I saw the risers at their display, which made for an easy decision considering how well built they seem and at such competitive pricing. I cant wait to install the thing and test it out


----------



## djodenda (Mar 4, 2006)

I installed a MT-UB2 on my Catalina 30 this spring.

A well-designed, well-built piece of hardware..

Beautiful, really....

It works well, haven't had any tangling issues. It operated smoothly in the Foulweather Bluff race last Saturday.

No issues in over 30 knots... I could still trim my reefed main with one hand. I expect that you have more mainsail than me though...

One complaint.. They were late on delivery, and forgot to ship the risers. They seem to be a bit disorganized over there.

Ask for Guido. And pester them occasionally about status.


Oh.. One more thing. How is the new traveler going to work with your dodger? They offer an option, which I used, to add an extra sheeve, and move the cam cleats to the cabin top. That worked well with my (new) dodger.

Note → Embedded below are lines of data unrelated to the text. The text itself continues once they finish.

PR #2598, opened 2020-06-09
(dart) highlight built-in nullable types

### LINKED ISSUE #2550: (Dart) Support Dart's new Null Safety type system

srawlins:
Fixes #2550 

This change separates the "built-ins" into those which can be marked nullable (like `int` and `String`) and those which cannot (like `dynamic` and `window`). Nullable built-in types like `int?` are highlighted as such.

### DIFF
--- a/src/languages/dart.js
+++ b/src/languages/dart.js
@@ -8,23 +8,23 @@ Category: scripting
 */
 
 export default function(hljs) {
-  var SUBST = {
+  const SUBST = {
     className: 'subst',
     variants: [{
       begin: '\\$[A-Za-z0-9_]+'
     }],
   };
 
-  var BRACED_SUBST = {
+  const BRACED_SUBST = {
     className: 'subst',
     variants: [{
       begin: '\\${',
       end: '}'
-    }, ],
+    }],
     keywords: 'true false null this is new super',
   };
 
-  var STRING = {
+  const STRING = {
     className: 'string',
     variants: [{
         begin: 'r\'\'\'',
@@ -72,7 +72,7 @@ export default function(hljs) {
     hljs.C_NUMBER_MODE, STRING
   ];
 
-  var BUILT_IN_TYPES = [
+  const BUILT_IN_TYPES = [
     // dart:core
     'Comparable',
     'DateTime',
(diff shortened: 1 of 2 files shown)


src/languages/dart.js
```diff
@@ -72,17 +72,28 @@ export default function(hljs) {
     hljs.C_NUMBER_MODE, STRING
   ];
 
+  var BUILT_IN_TYPES =
```
yyyc514, line 75: Please just go ahead and explode this into an array with one item per line.  We need to start doing this anyways and it will clean up the logic below.

src/languages/dart.js
```diff
@@ -72,17 +72,28 @@ export default function(hljs) {
...
   var KEYWORDS = {
     keyword: 'abstract as assert async await break case catch class const continue covariant default deferred do ' +
       'dynamic else enum export extends extension external factory false final finally for Function get hide if ' +
       'implements import in inferface is late library mixin new null on operator part required rethrow return set ' +
       'show static super switch sync this throw true try typedef var void while with yield',
     built_in:
+      // non-nullable built-in types
+      BUILT_IN_TYPES + ' ' +
+      // nullable built-in types
+      BUILT_IN_TYPES.split(' ').map((e) => { e + '?' }).join(' ') + ' ' +
```
yyyc514, line 91: Use template literal?

src/languages/dart.js
srawlins: Done

src/languages/dart.js
srawlins: Done

yyyc514:
@srawlins Does this still look good to you?

srawlins:
Looks great, thanks!

yyyc514:
Can you add a changes.md entry, please?

srawlins:
I just edited the existing line, is that good?

yyyc514:
Good enough.

src/languages/dart.js
```diff
@@ -72,17 +72,59 @@ export default function(hljs) {
...
+    'ElementList',
+  ];
+  const NULLABLE_BUILT_IN_TYPES = BUILT_IN_TYPES.map((e) => `${e}?`);
+
+  const KEYWORDS = {
     keyword: 'abstract as assert async await break case catch class const continue covariant default deferred do ' +
       'dynamic else enum export extends extension external factory false final finally for Function get hide if ' +
       'implements import in inferface is late library mixin new null on operator part required rethrow return set ' +
-      'show static super switch sync this throw true try typedef var void while with yield',
+      'show static super switch sync this throw true try typedef const void while with yield',
```
yyyc514, line 111:
```suggestion
      'show static super switch sync this throw true try typedef var void while with yield',
```

yyyc514: Fixing this back.

yyyc514:
@srawlins Thanks for putting in the time!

I can send pictures, if you wish.



David


----------



## T37Chef (Oct 9, 2006)

Pictures are always welcome. I am having them add cam cleats in the slot under the sheaves at each end. I am thinking I will base this width measurement for everything else vs. the length of the traveler itself, so the sheet fits through the dodger zipper opening like it does now???


----------



## djodenda (Mar 4, 2006)

This is not my boat, and it's the older version of the traveler, but you should get the general idea.

I'll try and dig some more stuff up when I get home, else I will take some more










David


----------



## T37SOLARE (Feb 1, 2008)

Chef, 

No fair reducing your brightwork load, that's cheating! 

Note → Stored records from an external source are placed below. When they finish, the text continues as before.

Issue #2596, opened 2020-06-08
(csharp) Declaration for generic functions does not highlight


djoyman:
**Describe the issue**
Declaration for generic methods does not highlight

**Which language seems to have the issue?**
C#

**Are you using `highlight` or `highlightAuto`?**
highlight

**Sample Code to Reproduce**
<pre><code class="csharp">
  ObjectType FindObject&lt;ObjectType&gt;(
    Criteria criteria
  )
</code></pre>

**Expected behavior**
highlight like visual studio
![image](https://user-images.githubusercontent.com/28087745/84023309-8467c780-a990-11ea-8697-a80f8921b794.png)

yyyc514:
And how are we currently highlighting the same code?

djoyman:
This code is not highlighted at all:

![image](https://user-images.githubusercontent.com/28087745/84039016-4cb94980-a9a9-11ea-965c-7cef783f3132.png)

yyyc514:
Yeah, I don't think templates are supported in function declarations right now at all.

yyyc514:
@djoyman Any chance you want to take a try at making a PR?

djoyman:
Not now, maybe later. If I am going to fix, I will write

yyyc514:
Closing per #2599.  @djoyman

PR #2599, opened 2020-06-10
enh(csharp) highlight generics in more cases

TupikovVladimir:
https://github.com/highlightjs/highlight.js/issues/2596

### DIFF
--- a/src/languages/csharp.js
+++ b/src/languages/csharp.js
@@ -178,12 +178,12 @@ export default function(hljs) {
       },
       {
         className: 'function',
-        begin: '(' + TYPE_IDENT_RE + '\\s+)+' + hljs.IDENT_RE + '\\s*(\\<.+\\>\\s*)?\\(', returnBegin: true,
+        begin: '(' + TYPE_IDENT_RE + '\\s+)+' + hljs.IDENT_RE + '\\s*(\\<.+\\>)?\\s*\\(', returnBegin: true,
         end: /\s*[{;=]/, excludeEnd: true,
         keywords: KEYWORDS,
         contains: [
           {
-            begin: hljs.IDENT_RE + '\\s*(\\<.+\\>\\s*)?\\(', returnBegin: true,
+            begin: hljs.IDENT_RE + '\\s*(\\<.+\\>)?\\s*\\(', returnBegin: true,
             contains: [
               hljs.TITLE_MODE,
               GENERIC_MODIFIER
--- a/src/languages/csharp.js
+++ b/src/languages/csharp.js
@@ -92,8 +92,7 @@ export default function(hljs) {
     begin: "<",
     end: ">",
     contains: [ 
-      { className: "keyword", begin: "in\\s" },
-      { className: "keyword", begin: "out\\s" },
+      { beginKeywords: "in out"},
       TITLE_MODE 
     ]
   };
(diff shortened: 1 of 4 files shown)


yyyc514:
Tests will also need to be updated:

test/markup/csharp/generic_modifiers*.txt

src/languages/csharp.js
```diff
@@ -177,13 +178,16 @@ export default function(hljs) {
       },
       {
         className: 'function',
-        begin: '(' + TYPE_IDENT_RE + '\\s+)+' + hljs.IDENT_RE + '\\s*\\(', returnBegin: true,
+        begin: '(' + TYPE_IDENT_RE + '\\s+)+' + hljs.IDENT_RE + '\\s*(\\<.+\\>\\s*)?\\(', returnBegin: true,
```
yyyc514, line 181: What is the trailing `\\s*` doing?

src/languages/csharp.js
```diff
@@ -177,13 +178,16 @@ export default function(hljs) {
...
         end: /\s*[{;=]/, excludeEnd: true,
         keywords: KEYWORDS,
         contains: [
           {
-            begin: hljs.IDENT_RE + '\\s*\\(', returnBegin: true,
-            contains: [hljs.TITLE_MODE],
+            begin: hljs.IDENT_RE + '\\s*(\\<.+\\>\\s*)?\\(', returnBegin: true,
```
yyyc514, line 186: What is the trailing `\\s*` doing?

src/languages/csharp.js
yyyc514, line 181: I think the trailing `\\s*` should be outside the optional match, yes?

src/languages/csharp.js
yyyc514, line 186: I think the trailing `\\s*` should be outside the optional match, yes?

src/languages/csharp.js
TupikovVladimir: There is no difference in result, but it is better for grouping. Ok, I'll modify it.

TupikovVladimir:
I fixed keywords `in` and `out` for generic parameters, but following white space is included to this keyword. Also I expanded test for generic parameters.

src/languages/csharp.js
```diff
@@ -91,8 +91,11 @@ export default function(hljs) {
   var GENERIC_MODIFIER = {
     begin: "<",
     end: ">",
-    keywords: "in out",
```
yyyc514: Why was this a problem?

src/languages/csharp.js
```diff
@@ -91,8 +91,11 @@ export default function(hljs) {
...
-    contains: [ TITLE_MODE ]
+    contains: [ 
+      { className: "keyword", begin: "in\\s" },
+      { className: "keyword", begin: "out\\s" },
```
yyyc514, line 96: Spaces should NOT be including in keyword tags.

src/languages/csharp.js
TupikovVladimir: Because it does not work, I've made it by another way using keywords, and now space is not  including in keyword tags

yyyc514: Ah yes, TITLE would eat them...  but the original solution wasn't optimal.  `beginKeywords` is the best quick way to do this!   As you're doing now.

yyyc514:
And while I have your attention should we consider tagging these differently in the future?

title.class vs title.template?  What do you call those items? Do most editors syntax highlight them differently?

We're considering such things for future improvements.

I also spoke with Garhauer and will be ordering a boom vang from them in the spring. (need to recover from the electronics & winter cover bills)


----------



## Valiente (Jun 16, 2006)

I have a six-foot triple block traveller from Garhauer (built by Guido who asked me on the phone where I wanted the through-bolt holes to start!) and I'm installing it this winter.

I love their prices and quality, because I don't give a damn if it weighs 1/2 more than some carbon-fibre whatever. If I raced, it would be different, as in three times the price different.


----------



## sailingdog (Mar 19, 2006)

IIRC, catalina now uses Garhauer equipment on their boats as OEM supplied equipment. Says a good bit about Garhauer that they do.


----------



## bobmcgov (Jul 19, 2007)

T37SOLARE said:


> Chef,
> 
> No fair reducing your brightwork load, that's cheating!
> 
> I also spoke with Garhauer and will be ordering a boom vang from them in the spring. (need to recover from the electronics & winter cover bills)


Got a series 30 vang from them to use as a backstay adjuster -- thing is MASSIVE. Didn't like the supplied cordage, tho -- squishy and slick, with a loose weave and tendency to hockle.


----------



## wchevron (Oct 19, 2007)

chef
you may want to order now. i was talking to a buddy of mine who ordered a custom traveler from them. it took double the quoted time to receive it. he loves it and says it is bulletproof just took a long time to get.


----------



## T37Chef (Oct 9, 2006)

Thanks for the tip...I'll be sure to order before the winter so I have it by spring


----------



## T37Chef (Oct 9, 2006)

*Finally got around to posting some pictures of the final instalation.*

I have been extremely pleased with anything I have purchased from Garhauer, especially this traveler. They are a pleasure to deal with and basically custom build it for you.

I really like the robust look and the way they have covered the sheaves at the end, and improvement over their earlier designs.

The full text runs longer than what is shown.